Alternatives such as assigning the most common call for that SNP only, or assigning an average score for that SNP dimension by carrying out a “normalised cut”[180] are untenable since they can create the same problem we are trying to overcome: the appearance of an individual having an unusual combination of calls.

4.2.4.4. Reducing dimensionality

Some phenotypes have large numbers of SNPs associated with them - too many to assign individuals to clusters. I added a dimensionality reduction step in the clustering, and tested different clustering methods designed for use on high-dimensional data. These changes are explained later in this Chapter.

4.2.4.5. Confidence score per phenotype

The phenotype predictor outputs a score for each person for each phenotype. Our confidence in these scores depends on the distribution of scores, as well as the scale of them. A distribution of scores with distinct groups of individuals is generally preferable, since most phenotypes that we are interested in are categorical or it is at least more useful to highlight phenotypes that can be predicted this way (i.e. if there are 100 groups with varying risk of a disease, that would be less useful than knowing there are 2 groups with high/low risk).

../_images/shaded_score.png

Fig. 4.3 An illustration of how the confidence score per phenotype is calculated.

I developed a simple method of prioritising predictions according to these requirements. A confidence score is achieved by plotting the ranked raw score and measuring the area between a straight line resting on this the most extreme points and the line itself, as illustrated in Fig. 4.3. Since this measure takes into account the size of the raw scores, these confidence scores can be compared across phenotypes.

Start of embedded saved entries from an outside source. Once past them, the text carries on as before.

PR #2011, opened 2024-06-13
Adding Poolsana Heat Pump

Cyrelion:
Adding Poolsana Heat Pump to supported devices: https://www.poolsana.de/pool-full-inverter-waermepumpe-poolsana-inverpower-next-11

### DIFF
--- a/custom_components/tuya_local/devices/poolsana_heatpump.yaml
+++ b/custom_components/tuya_local/devices/poolsana_heatpump.yaml
@@ -52,7 +52,7 @@ primary_entity:
 secondary_entities:
   - entity: sensor
     class: temperature
-    name: Effluent Temperature
+    name: Outlet Temperature
     category: diagnostic
     dps:
       - id: 25
--- a/custom_components/tuya_local/devices/poolsana_heatpump.yaml
+++ b/custom_components/tuya_local/devices/poolsana_heatpump.yaml
@@ -20,7 +20,7 @@ primary_entity:
             - dps_val: Heating
               value: heat
             - dps_val: Auto
-              value: auto
+              value: heat_cool
     - id: 2
       type: string
       name: mode
@@ -37,12 +37,8 @@ primary_entity:
     - id: 16
       type: integer
       name: current_temperature
-      range:
-        min: -300
-        max: 1000
       mapping:
         - scale: 10
-          step: 1
     - id: 5
       type: string
       name: preset_mode
@@ -62,13 +58,7 @@ secondary_entities:
       - id: 25
         type: integer
         name: sensor
-        range:
-          min: 0
-          max: 100
         unit: "°C"
-        mapping:
-          - scale: 1
-            step: 1
   - entity: binary_sensor
     category: diagnostic
     class: problem
--- a/custom_components/tuya_local/devices/poolsana_heatpump.yaml
+++ b/custom_components/tuya_local/devices/poolsana_heatpump.yaml
@@ -1,8 +1,8 @@
 name: Pool heat pump
+products:
+- id: abb8kaxcphfzkwsg
+  name: PoolSana InverPower Next
 primary_entity:
-  products:
-  - id: abb8kaxcphfzkwsg
-    name: PoolSana InverPower Next
   entity: climate
   translation_key: pool_heatpump
   dps:
--- a/custom_components/tuya_local/devices/poolsana_heatpump.yaml
+++ b/custom_components/tuya_local/devices/poolsana_heatpump.yaml
@@ -1,0 +1,113 @@
+name: PoolSana InverPower Next
+primary_entity:
+  entity: climate
+  translation_key: pool_heatpump
+  dps:
+    - id: 1
+      type: boolean
+      name: hvac_mode
+      mapping:
+        - dps_val: false
+          value: "off"
+        - dps_val: true
+          constraint: mode
+          conditions:
+            - dps_val: Cooling
+              value: cool
+            - dps_val: Heating
+              value: heat
+            - dps_val: Auto
+              value: auto
+    - id: 2
+      type: string
+      name: mode
+      hidden: true
+    - id: 4
+      type: integer
+      name: temperature
+      range:
+        min: 70
+        max: 400
+      mapping:
+        - scale: 10
+          step: 10
+    - id: 16
+      type: integer
+      name: current_temperature
+      range:
+        min: -300
+        max: 1000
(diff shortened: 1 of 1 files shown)


Cyrelion:
This adds the heat pump as a climate entity and also different dp sensors for current temperature, target temperature, effluent temperature and fault value.

custom_components/tuya_local/devices/poolsana_heatpump.yaml
```diff
@@ -0,0 +1,113 @@
...
+        type: integer
+        name: sensor
+        range:
+          min: 0
+          max: 100
+        unit: "°C"
+        mapping:
+          - scale: 1
+            step: 1
+  - entity: sensor
```
make-all, line 69: There is no need to duplicate the current_temperature and temperature from the climate entity.

custom_components/tuya_local/devices/poolsana_heatpump.yaml
```diff
@@ -0,0 +1,113 @@
...
+        type: integer
+        name: sensor
+        range:
+          min: 70
+          max: 400
+        mapping:
+          - scale: 10
+            step: 10
+        unit: "°C"
+  - entity: sensor
```
make-all, line 99: This should be a `binary_sensor`.  It does not need a name, as the `class: problem` provides one already.

custom_components/tuya_local/devices/poolsana_heatpump.yaml
```diff
@@ -0,0 +1,113 @@
+name: PoolSana InverPower Next
```
make-all, line 1: A `products` section with the product id and name (branding) would be useful, and the above name should then be changed to be generic ("Pool heat pump") in case other brands match the same device config.

Product id can be obtained from iot.tuya.com info, or `python -m tinytuya scan`

custom_components/tuya_local/devices/poolsana_heatpump.yaml
Cyrelion: I think I miss something here, and/or the line numbers are wrong. I thik you're talking about the Fault sensor, right?

custom_components/tuya_local/devices/poolsana_heatpump.yaml
Cyrelion: Sure, I've added/corrected this.

custom_components/tuya_local/devices/poolsana_heatpump.yaml
make-all: Tile card and Entity card both let you display the current temperature or temperature of a climate entity by itself easily, if that is what you want to do.  I think the entities list card you have to edit the yaml to do it, and maybe some custom cards do not support it, but in that case you can add a template_sensor helper to expose the attribute as a sensor if you really want to.

custom_components/tuya_local/devices/poolsana_heatpump.yaml
make-all: Yes, the comment is for the fault sensor.

custom_components/tuya_local/devices/poolsana_heatpump.yaml
```diff
@@ -0,0 +1,85 @@
...
+          value: "off"
+        - dps_val: true
+          constraint: mode
+          conditions:
+            - dps_val: Cooling
+              value: cool
+            - dps_val: Heating
+              value: heat
+            - dps_val: Auto
+              value: auto
```
make-all, line 23: This more likely corresponds to HA's `heat_cool` mode than `auto` based on the descriptions at https://developers.home-assistant.io/docs/core/entity/climate/#hvac-modes

custom_components/tuya_local/devices/poolsana_heatpump.yaml
```diff
@@ -0,0 +1,85 @@
...
+      range:
+        min: 70
+        max: 400
+      mapping:
+        - scale: 10
+          step: 10
+    - id: 16
+      type: integer
+      name: current_temperature
+      range:
```
make-all, line 40: Range is not needed here, as current_temperature only reports what the device is saying.  Step is also not needed (for that reason, and also that a step of 1 is the default)

custom_components/tuya_local/devices/poolsana_heatpump.yaml
```diff
@@ -0,0 +1,85 @@
...
+        - dps_val: Boost
+          value: boost
+        - dps_val: Silence
+          value: eco
+        - dps_val: Smart
+          value: comfort
+secondary_entities:
+  - entity: sensor
+    class: temperature
+    name: Effluent Temperature
```
make-all, line 59: Effluent makes it sound like sewage, maybe outlet is better.

custom_components/tuya_local/devices/poolsana_heatpump.yaml
```diff
@@ -0,0 +1,85 @@
...
+    category: diagnostic
+    dps:
+      - id: 25
+        type: integer
+        name: sensor
+        range:
```
make-all, line 65: Again, range is not needed for sensors, as they report what the device is saying regardless of whether it is in range or not. Step and scale are also both at defaults, so the whole mapping can be removed too.

custom_components/tuya_local/devices/poolsana_heatpump.yaml
Cyrelion: Yeah, you're right, it's no AI behind :-) Corrected

custom_components/tuya_local/devices/poolsana_heatpump.yaml
Cyrelion: Effluent is the original tuya naming. Because I don't know exactly what sensor this is measuring I didn't want to change naming :-) But if you want I can change

Cyrelion:
Sorry for the "problems", this is my first commit and first time I write a device yaml file :-(

custom_components/tuya_local/devices/poolsana_heatpump.yaml
make-all: Yes, tuya naming is often a bit off due to English not being their native language.  But I am pretty sure this heatpump only pumps out heated water.

Cyrelion: Yeah so true. I‘ve changed it and hope it is really only pumping water 😉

../_images/interesting-scores.png

Fig. 4.4 Ranked scores for DOID:1324 - the disease ontology term Lung Cancer (left) and HP:0008518 - the human phenotype ontology term for Absent/underdeveloped sacral bone (right). These represent an interesting and uninteresting distribution of scores, respectively.

Fig. 4.4 shows an example of an interesting and uninteresting distribution. These distributions mostly depend on the number, population frequency, and FATHMM score of the SNPs associated with the phenotype term.